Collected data
########################################
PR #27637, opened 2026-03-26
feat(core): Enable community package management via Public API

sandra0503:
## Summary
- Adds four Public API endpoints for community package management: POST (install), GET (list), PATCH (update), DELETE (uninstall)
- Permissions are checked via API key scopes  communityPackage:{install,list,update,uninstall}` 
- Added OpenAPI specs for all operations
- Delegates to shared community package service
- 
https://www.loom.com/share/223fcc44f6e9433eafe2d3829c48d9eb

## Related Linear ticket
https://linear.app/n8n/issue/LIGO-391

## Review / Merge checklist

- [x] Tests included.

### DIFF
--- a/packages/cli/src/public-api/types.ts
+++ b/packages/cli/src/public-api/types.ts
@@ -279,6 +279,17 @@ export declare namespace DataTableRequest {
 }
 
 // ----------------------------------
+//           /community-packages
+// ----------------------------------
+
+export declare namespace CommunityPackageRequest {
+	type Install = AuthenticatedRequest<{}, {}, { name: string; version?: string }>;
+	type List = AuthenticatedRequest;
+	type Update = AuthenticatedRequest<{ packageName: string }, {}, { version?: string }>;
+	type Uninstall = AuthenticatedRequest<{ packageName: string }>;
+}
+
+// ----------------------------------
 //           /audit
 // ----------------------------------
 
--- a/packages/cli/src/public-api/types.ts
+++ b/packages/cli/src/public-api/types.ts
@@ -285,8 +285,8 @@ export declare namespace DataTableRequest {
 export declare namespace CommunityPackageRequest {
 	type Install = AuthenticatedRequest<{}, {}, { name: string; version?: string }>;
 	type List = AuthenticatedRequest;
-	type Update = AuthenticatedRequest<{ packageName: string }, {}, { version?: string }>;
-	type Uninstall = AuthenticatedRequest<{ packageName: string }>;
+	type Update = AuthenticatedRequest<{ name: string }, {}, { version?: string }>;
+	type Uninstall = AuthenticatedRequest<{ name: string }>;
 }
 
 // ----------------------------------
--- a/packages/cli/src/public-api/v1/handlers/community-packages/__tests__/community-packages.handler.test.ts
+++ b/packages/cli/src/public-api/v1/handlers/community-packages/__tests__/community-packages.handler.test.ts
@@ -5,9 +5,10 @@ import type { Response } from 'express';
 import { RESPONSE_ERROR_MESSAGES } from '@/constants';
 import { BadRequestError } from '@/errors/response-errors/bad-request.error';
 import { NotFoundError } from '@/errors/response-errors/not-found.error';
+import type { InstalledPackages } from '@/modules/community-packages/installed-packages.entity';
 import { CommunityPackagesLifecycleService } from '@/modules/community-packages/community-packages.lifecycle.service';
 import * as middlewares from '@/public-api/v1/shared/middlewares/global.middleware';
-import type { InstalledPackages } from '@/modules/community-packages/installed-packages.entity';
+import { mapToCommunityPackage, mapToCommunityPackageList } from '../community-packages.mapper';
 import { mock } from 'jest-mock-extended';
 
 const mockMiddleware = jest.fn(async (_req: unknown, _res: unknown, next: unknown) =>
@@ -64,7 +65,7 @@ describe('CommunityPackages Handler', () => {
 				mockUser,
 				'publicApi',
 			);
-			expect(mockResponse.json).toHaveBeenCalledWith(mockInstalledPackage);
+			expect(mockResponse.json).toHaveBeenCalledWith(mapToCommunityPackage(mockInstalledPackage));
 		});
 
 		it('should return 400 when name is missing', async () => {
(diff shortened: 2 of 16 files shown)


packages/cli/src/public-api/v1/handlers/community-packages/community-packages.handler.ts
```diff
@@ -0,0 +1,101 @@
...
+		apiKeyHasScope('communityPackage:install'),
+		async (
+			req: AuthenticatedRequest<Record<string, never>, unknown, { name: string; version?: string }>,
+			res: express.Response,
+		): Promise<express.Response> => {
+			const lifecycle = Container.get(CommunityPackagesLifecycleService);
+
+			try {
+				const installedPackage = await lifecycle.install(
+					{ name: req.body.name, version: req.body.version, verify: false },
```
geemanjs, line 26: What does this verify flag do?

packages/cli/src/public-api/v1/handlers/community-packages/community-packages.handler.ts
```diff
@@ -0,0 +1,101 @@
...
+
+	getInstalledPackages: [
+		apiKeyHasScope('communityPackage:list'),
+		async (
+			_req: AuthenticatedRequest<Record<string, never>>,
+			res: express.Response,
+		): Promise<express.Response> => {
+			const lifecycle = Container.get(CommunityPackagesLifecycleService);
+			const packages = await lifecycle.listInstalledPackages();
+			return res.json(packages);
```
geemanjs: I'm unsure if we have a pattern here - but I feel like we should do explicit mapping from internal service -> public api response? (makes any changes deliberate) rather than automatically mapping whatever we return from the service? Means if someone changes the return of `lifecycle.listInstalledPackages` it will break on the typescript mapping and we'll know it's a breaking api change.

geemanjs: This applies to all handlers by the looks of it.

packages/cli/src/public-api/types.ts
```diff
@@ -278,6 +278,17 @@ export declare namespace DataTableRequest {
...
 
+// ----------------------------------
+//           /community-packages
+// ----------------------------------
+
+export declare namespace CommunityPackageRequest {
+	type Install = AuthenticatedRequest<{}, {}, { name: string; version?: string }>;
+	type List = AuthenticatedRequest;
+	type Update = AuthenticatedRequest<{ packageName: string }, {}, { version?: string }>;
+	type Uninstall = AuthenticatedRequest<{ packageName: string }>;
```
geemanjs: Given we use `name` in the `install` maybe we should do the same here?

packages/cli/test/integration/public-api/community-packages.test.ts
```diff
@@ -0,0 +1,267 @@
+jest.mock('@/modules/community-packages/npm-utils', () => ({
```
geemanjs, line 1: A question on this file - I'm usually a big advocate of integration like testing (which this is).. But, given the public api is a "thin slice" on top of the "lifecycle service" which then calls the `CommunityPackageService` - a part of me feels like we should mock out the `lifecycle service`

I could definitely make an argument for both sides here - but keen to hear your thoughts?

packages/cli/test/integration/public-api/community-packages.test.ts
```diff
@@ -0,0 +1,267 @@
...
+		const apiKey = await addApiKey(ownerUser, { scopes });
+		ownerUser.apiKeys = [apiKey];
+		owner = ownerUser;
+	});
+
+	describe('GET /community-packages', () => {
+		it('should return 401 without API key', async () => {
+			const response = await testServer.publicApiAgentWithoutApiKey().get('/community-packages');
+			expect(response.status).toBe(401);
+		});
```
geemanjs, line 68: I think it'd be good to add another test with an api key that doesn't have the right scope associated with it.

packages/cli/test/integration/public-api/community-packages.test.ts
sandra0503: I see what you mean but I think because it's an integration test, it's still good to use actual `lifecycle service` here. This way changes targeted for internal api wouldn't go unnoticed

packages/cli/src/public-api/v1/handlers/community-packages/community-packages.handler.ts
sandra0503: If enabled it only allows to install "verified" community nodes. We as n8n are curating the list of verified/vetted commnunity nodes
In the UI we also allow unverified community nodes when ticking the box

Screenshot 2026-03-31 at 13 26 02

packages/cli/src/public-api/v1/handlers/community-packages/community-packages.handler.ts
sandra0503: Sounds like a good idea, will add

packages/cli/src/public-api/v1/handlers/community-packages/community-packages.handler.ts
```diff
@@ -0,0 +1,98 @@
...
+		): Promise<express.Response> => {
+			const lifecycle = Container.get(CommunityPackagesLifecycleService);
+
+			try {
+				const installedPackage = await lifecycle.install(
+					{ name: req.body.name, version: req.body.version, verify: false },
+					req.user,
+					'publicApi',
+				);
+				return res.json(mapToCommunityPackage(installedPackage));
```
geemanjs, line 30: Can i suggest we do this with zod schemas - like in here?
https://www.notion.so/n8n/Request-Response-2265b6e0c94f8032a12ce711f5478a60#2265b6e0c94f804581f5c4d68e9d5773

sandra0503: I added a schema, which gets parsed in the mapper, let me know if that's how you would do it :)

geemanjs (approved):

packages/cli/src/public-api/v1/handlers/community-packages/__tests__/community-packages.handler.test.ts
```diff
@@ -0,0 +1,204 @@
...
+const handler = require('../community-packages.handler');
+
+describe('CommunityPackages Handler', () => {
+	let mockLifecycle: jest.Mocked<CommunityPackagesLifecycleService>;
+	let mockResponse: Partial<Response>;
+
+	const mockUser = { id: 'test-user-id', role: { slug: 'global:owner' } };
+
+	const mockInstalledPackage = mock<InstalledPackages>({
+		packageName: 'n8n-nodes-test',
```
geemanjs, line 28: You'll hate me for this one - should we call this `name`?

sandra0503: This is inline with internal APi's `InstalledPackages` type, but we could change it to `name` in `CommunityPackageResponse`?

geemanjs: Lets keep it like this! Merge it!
########################################
**Aim of the exercise:** Among the entries above, locate the lines containing "import * as" and "const mockMiddleware = jest.fn(async", and transcribe exactly those two lines and all lines between.

**Written response:**
 import * as middlewares from '@/public-api/v1/shared/middlewares/global.middleware';
-import type { InstalledPackages } from '@/modules/community-packages/installed-packages.entity';
+import { mapToCommunityPackage, mapToCommunityPackageList } from '../community-packages.mapper';
 import { mock } from 'jest-mock-extended';
 
 const mockMiddleware = jest.fn(async (_req: unknown, _res: unknown, next: unknown) =>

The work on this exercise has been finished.